Microsoft Edge lädt alle Passwörter als Klartext im Speicher
Microsoft Edge ist auf allen Windows-Geräten vorinstalliert. Die Imageprobleme seines Vorgängers Internet Explorer konnte Microsoft auch mit dem neuen Browser-Flaggschiff nicht ganz loswerden. Ein Sicherheitsforscher hat nun sogar Haarsträubendes aufgedeckt: Der Browser soll demnach alle Passwörter im Klartext in den Arbeitsspeicher laden.
„Wenn Sie Passwörter in Edge speichern, entschlüsselt der Browser beim Start alle Anmeldeinformationen und speichert sie im Arbeitsspeicher. Dies geschieht selbst dann, wenn Sie keine Website besuchen, die diese Anmeldeinformationen verwendet“, behauptet der norwegische Sicherheitsforscher Tom Jøran Sønstebyseter Rønning auf X. „Wenn ein Angreifer Administratorrechte auf einem Terminalserver erlangt, kann er auf den Speicher aller angemeldeten Benutzerprozesse zugreifen.“ Denkbar wäre auch, dass etwa schädliche Browser-Erweiterungen die Passwörter so abgreifen können.

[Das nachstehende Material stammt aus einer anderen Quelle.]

PR #2887, opened 2015-12-30
Add Bear Landing Leg LT-B from Kerbal Stuff

KerbalStuffBot:
This pull request was automatically generated by Kerbal Stuff on behalf of TheSnowManBear, to add [Bear Landing Leg LT-B](https://kerbalstuff.com/mod/1372/Bear%20Landing%20Leg%20LT-B) to CKAN.

Please direct questions about this pull request to [TheSnowManBear](https://kerbalstuff.com/profile/TheSnowManBear).

PR #2980, opened 2016-01-29
Add BearLandingLegLTB (fixed KerbalStuffBot submission)

politas:
closes #2887

### DIFF
--- a/NetKAN/BearLandingLegLTB.netkan
+++ b/NetKAN/BearLandingLegLTB.netkan
@@ -1,0 +1,7 @@
+{
+    "$kref": "#/ckan/kerbalstuff/1372",
+    "x_via": "Automated KerbalStuff CKAN submission",
+    "spec_version": "v1.4",
+    "license": "All Rights Reserved",
+    "identifier": "BearLandingLegLTB"
+}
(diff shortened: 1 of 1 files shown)


politas:
5478 [1] FATAL CKAN.NetKAN.Program (null) - Error converting value "http:\\www.samuelesnow.com" to type 'System.Uri'. Path 'website', line 1, position 605.

This makes no sense to me. BearPod-MK1 has the exact same homepage, and that's fine. Maybe there's been a change to netkan?

plague006:
BearPod-MK1 has the same homepage yes, but it isn't fine. On http://status.ksp-ckan.org/ you can see it's now failing. In the past it merged with a different address (though still not a valid one as it had the @ symbol in it).

Pinging @dbent and/or @techman83 to have a look into this. In https://github.com/KSP-CKAN/NetKAN/pull/2995 I tried hardcoding the homepage but it seems to fail regardless as soon as it tries converting the website.

dbent:
I'll see if I can make a fix for this today.

plague006:
Following the link, there's a curse download (yay.. manual indexing..)

PR #2985, opened 2016-01-30
Add AtmosphereAutopilot

fat-lobyte:
Hi!

AtmosphereAutopilot is a flight control system designed to replace the stock SAS.
Website: http://forum.kerbalspaceprogram.com/index.php?/topic/124417-105

Please add it to CKAN!


politas:
Looks good, though it might be worth looking at adding a "vref": "#/ckan/ksp-avc", line and a valid KSP-AVC .version file to your download so you can adjust the KSP version easily. Easy enough to modify this later if you choose to do that, so I'll merge this now.

PR #2870, opened 2015-12-24
Add BD Advanced Weapons Pack (BD Add on) from Kerbal Stuff

KerbalStuffBot:
This pull request was automatically generated by Kerbal Stuff on behalf of Patrick_the_big, to add [BD Advanced Weapons Pack (BD Add on)](https://kerbalstuff.com/mod/1366/BD%20Advanced%20Weapons%20Pack%20%28BD%20Add%20on%29) to CKAN.

Please direct questions about this pull request to [Patrick_the_big](https://kerbalstuff.com/profile/Patrick_the_big).

PR #2990, opened 2016-02-01
Add BD - Advanced Weapons Pack

politas:
Replaces #2870

### DIFF
--- a/NetKAN/BD-AWP.netkan
+++ b/NetKAN/BD-AWP.netkan
@@ -1,0 +1,23 @@
+{
+    "$kref": "#/ckan/kerbalstuff/1366",
+    "spec_version": "v1.4",
+    "license": "MIT",
+    "identifier": "BD-AWP",
+    "install": [
+        {
+            "find": "AWP",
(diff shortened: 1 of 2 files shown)


NetKAN/BD-AWP.netkan
```diff
@@ -0,0 +1,23 @@
...
+    "spec_version": "v1.4",
+    "license": "MIT",
+    "identifier": "BD-AWP",
+    "install": [
+        {
+            "find": "AWP",
+            "install_to": "GameData"
+        },
+        {
+            "file": "INSTALLATION GUIDE.txt",
```
plague006: We can safely exclude the installation of this file. Having it in the install stanza leaves it vulnerable to breaking if the author moves it or renames it.

plague006:
Part of me wants to hardcode an abstract for our users, but I think the mod's name is descriptive enough to make up for its deficiencies.

politas:
At least it has something. Some of the KerbalStuffBot submissions are just awful.

plague006:
Very true.

PR #2994, opened 2016-02-02
Catchup on old merges

plague006:
Minor fixes I spotted in reviewing recent merges. Huge thanks to @politas and @pjf for going through them.

Seeing you guys push some merges fills me with *determination*.


politas:
Nice catches!

PR #2995, opened 2016-02-02
Hardcode website for BearPodMKI

plague006:


plague006:
See #2980 for a discussion on this failure.

PR #2996, opened 2016-02-02
Remove old .netkans in preparation for author-hosted metadata.

plague006:
This shouldn't be merged before a review/confirmation from @BobPalmer that none of these are erroneously included. The removed .netkans should represent all with resultant metadata including "BobPalmer" or "RoverDude".

Of note: `Karbonite`, `UKS`, and `USI-ART` all contain netkan-forced epochs which will need to be accounted for if new metadata uses the same identifiers.


BobPalmer:
Yep, please remove these with the exception of the two FireSpitter ones.  Those can stay here for now.

politas:
Completed as per @BobPalmer instructions in #3009

CovertJaguar:
Oh, I guess this explains why CKAN wasn't picking up yesterday's updates. Hopefully #3018 gets merged soon. =P

PR #2997, opened 2016-02-02
B9-PWings-Fork: do not depend on CrossFeedEnabler

LebedevRI:
CrossFeedEnabler is stock as of 1.0.5

**Apparently, CrossFeedEnabler mod should not be installed at all in 1.0.5**
Instead they should patch Physics.cfg (as RO does) to enable surface-attach crossfeed.

PR #3000, opened 2016-02-03
Restrict ksp version compatibility of CrossFeedEnabler

plague006:
See https://github.com/KSP-CKAN/NetKAN/pull/2997#issuecomment-179290309


politas:
Simple enough. Merging with thanks!

PR #3011, opened 2016-02-04
Add Turbo Nisus Parts Pack (fixed KerbalStuff submission)

politas:
Closes #2926


NetKAN/TurboNisu.netkan
```diff
@@ -0,0 +1,7 @@
+{
+    "license": "CC-BY-SA-3.0",
+    "author": [ "TurboNisu", "a__gun:, "Darkona" ],
```
plague006: Colon `:` next to a_gun rather than quote `"`

PR #3012, opened 2016-02-04
Change RSSTextures to recommends

plague006:
Once this is merged #2950 can be re-examined.

### DIFF
--- a/NetKAN/RealSolarSystem.netkan
+++ b/NetKAN/RealSolarSystem.netkan
@@ -13,12 +13,12 @@
     },
     "depends": [
         { "name": "ModuleManager" },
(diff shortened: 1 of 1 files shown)


politas:
Oh, hang on. This is the wrong way around. RO needs RSSTextures, but RSSTextures doesn't need RO

plague006:
Quite right, I'll revert this and open a new PR.

plague006:
Erm wait.. RSSTextures already don't depend on RSS.

plague006:
So in fact there was no change required whatsoever?

politas:
Does RSSTextures depend on Realism Overhaul?

plague006:
Nah, the files haven't been touched in 8 months.

PR #3016, opened 2016-02-05
Pointers for all USI Mods

BobPalmer:

PR #3018, opened 2016-02-05
USI Mods

BobPalmer:


politas:
This is replacing #3016

plague006:
A proper review of this will involve a manual test of each netkan to see what it's generating as a .ckan and ensuring it falls into the correct place in the version continuum CKAN and its users currently have in place. At a quick glance the .netkans in BobPalmer/CKAN/ seem like verbatim copies of the previous .netkans that were hosted here, but I'll need a solid block to time to work through all 19 files. If someone else can get to this before me great, otherwise I'll take a look at this after the weekend.

Olympic1:
@BobPalmer You are deleting `FirespitterCore.netkan` which will cause the mod not to be updated anymore in the future. I don't know if you forgot to update the `.netkan` file or not, but I saw in your `BobPalmer/CKAN` repo that you made a `.netkan` file for FirespitterCore but are not linking to it in this PR.

Here is what the new `.netkan` should look like:
```
{
    "spec_version": "v1.2",
    "identifier"  : "FirespitterCore",
    "author"      : [ "snjo", "RoverDude" ],
    "$kref"       : "#/ckan/netkan/https://raw.githubusercontent.com/BobPalmer/CKAN/master/FirespitterCore.netkan",
    "x_netkan_license_ok": true
}
```

 I also wanted to make a PR on your repo to fix the `FirespitterCore.netkan` (but for some reason I couldn't) because when there is more than one author you need to use `[ ]`.

So change `"author" : "snjo, RoverDude",` to `"author" : [ "snjo", "RoverDude" ],`

Olympic1:
Closing for #3031

PR #4549, opened 2016-08-23
Prep for next release

Olympic1:
Unfreeze for next release


politas:
Given there's only a single release of LTechUnofficial, and there are unlikely to be many people still running on 0.90, I'm not going to hold this up due the identifier change, and will just delete the old one. I very much doubt anyone has been waiting on a new version of this mod before upgrading their from 0.90 to 1.1.3.

Merging with thanks!

PR #4560, opened 2016-08-25
Fix Contares

Olympic1:


politas:
Jenkins seems happy with that and it appears to be adding the required files. Merging with thanks!

PR #4564, opened 2016-08-27
Address TACLS version inconsistencies

phardy:
TACLS has changed hands a couple of times this year, and as a result the versioning for it is a bit of a mess. A quick grep of my up-to-date registry.json shows these versions:

* "v0.12.2"
* "v0.12.1"
* "v0.12.0"
* "v0.11.3"
* "V0.12.3" (note capitalised V)
* "0.12.2"
* "0.12.1"

The most recent release was V0.12.3 a few days ago, but it's getting put well down the ordered version list.

At this point I figured the best approach is to just increase the epoch and strip the V from the start. But would be happy to be corrected.

Bonus sly change: Added current author to authors field.

### DIFF
--- a/NetKAN/TACLS.netkan
+++ b/NetKAN/TACLS.netkan
@@ -1,10 +1,12 @@
 {
     "spec_version"   : "v1.4",
     "identifier"     : "TACLS",
-    "author"         : ["KSP-RO Group/danfarnsy", "Taranis Elsu" ],
+    "author"         : [ "Jplrepo", "KSP-RO Group/danfarnsy", "Taranis Elsu" ],
     "name"           : "TAC Life Support (TACLS)",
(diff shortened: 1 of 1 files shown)


phardy:
Oh, I just realised @politas has started talking to the author about this too. Feel free to reject this then. :)

ahmedcharles:
I'm not sure that the change that JPLRepo is planning will actually fix the issue?

politas:
It's such an easy thing for @JPLRepo to fix by changing the release tag to a lower case "v", that I'd like to hold off on working around it.

JPLRepo:
It has been resolved already. I've spoken to @politas and resolved it and going forward will ensure it follows a compatible format.

politas:
Thanks, @JPLRepo!

PR #4565, opened 2016-08-27
Create AustrianSpaceAgency.netkan

brama0309:


ayan4m1:
Hash and size matches, validates against the JSON schema, looks good to me but I have little experience here.

politas:
Hi @brama0309 ,

Thanks for submitting your mod metadata to the CKAN! What you're doing is how I first got involved in CKAN metadata!

We actually need the original .netkan file that it seems you have written in order to generate this file, not the generated .ckan, and these are the only contents required:

    {
        "spec_version": 1,
        "identifier": "AustrianSpaceAgency",
        "$kref": "#/ckan/github/brama0309/AustrianSpaceAgency",
        "abstract": "Containing Flags for the Austrian Space Agency",
        "license": "MIT",
        "ksp_version": "1.1.3"
    }

All of the other data will be collected by the netkan process, so will get automatically updated as you change things on your GitHub Repo. In fact, you could even drop the `"abstract"` line, and Netkan will use your Repo's readme.md (but that would be slightly different to what you have here).

politas:

PR #4567, opened 2016-08-28
RN soviet rockets update

raidernick:
-Update config for changes to folder structure of mod


raidernick:
@politas it failed because I did not have a released made yet when I created this PR so it could not find the new path in the existing release files. I was planning on sending the release through as soon as this was merged to avoid having people making broken installs.

politas:
Tests fine on the rebuild. Seems to install everything. Merging with thanks!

Edge basiert wie Google Chrome, Opera und Brave auf der Chromium-Architektur. Aber der Microsoft-Browser dürfte bislang der Einzige sein, der Passwörter so behandelt. Google Chrome lädt etwa Passwörter nur dann im Klartext in den Arbeitsspeicher, wenn ein Passwort-Fenster zum Ausfüllen erscheint oder der User sie direkt abruft.
Microsoft schiebt Verantwortung auf Nutzer
Im Arbeitsspeicher sind die Passwörter nicht vor unrechtmäßigen Zugriffen geschützt, weshalb sie dort nicht ständig im Klartext zu jeder Zeit vorliegen sollten. Microsoft selbst hält seinen Browser aber nicht für das Problem, wie es Windows Central mitteilt. Es sei nur dann ein Problem, wenn das Gerät an sich gehackt wurde.
Die Klartextspeicherung scheint sogar beabsichtigt: Statt das Problem zu beheben, schiebt Microsoft die Verantwortung auf die Nutzer: „Wir empfehlen Nutzern, die neuesten Sicherheitsupdates und Antivirensoftware zu installieren, um sich vor Sicherheitsbedrohungen zu schützen“, heißt es im Statement.
Microsoft scheint also von der Klartextspeicherung zu wissen und hat offenbar auch nicht vor, etwas daran zu ändern. Das heißt aber auch: Wer seine Passwörter schützen will, sollte sie besser nicht direkt in Edge speichern. Eine Alternative sind etwa externe Passwortmanager wie das quelloffene KeePass oder Bitwarden.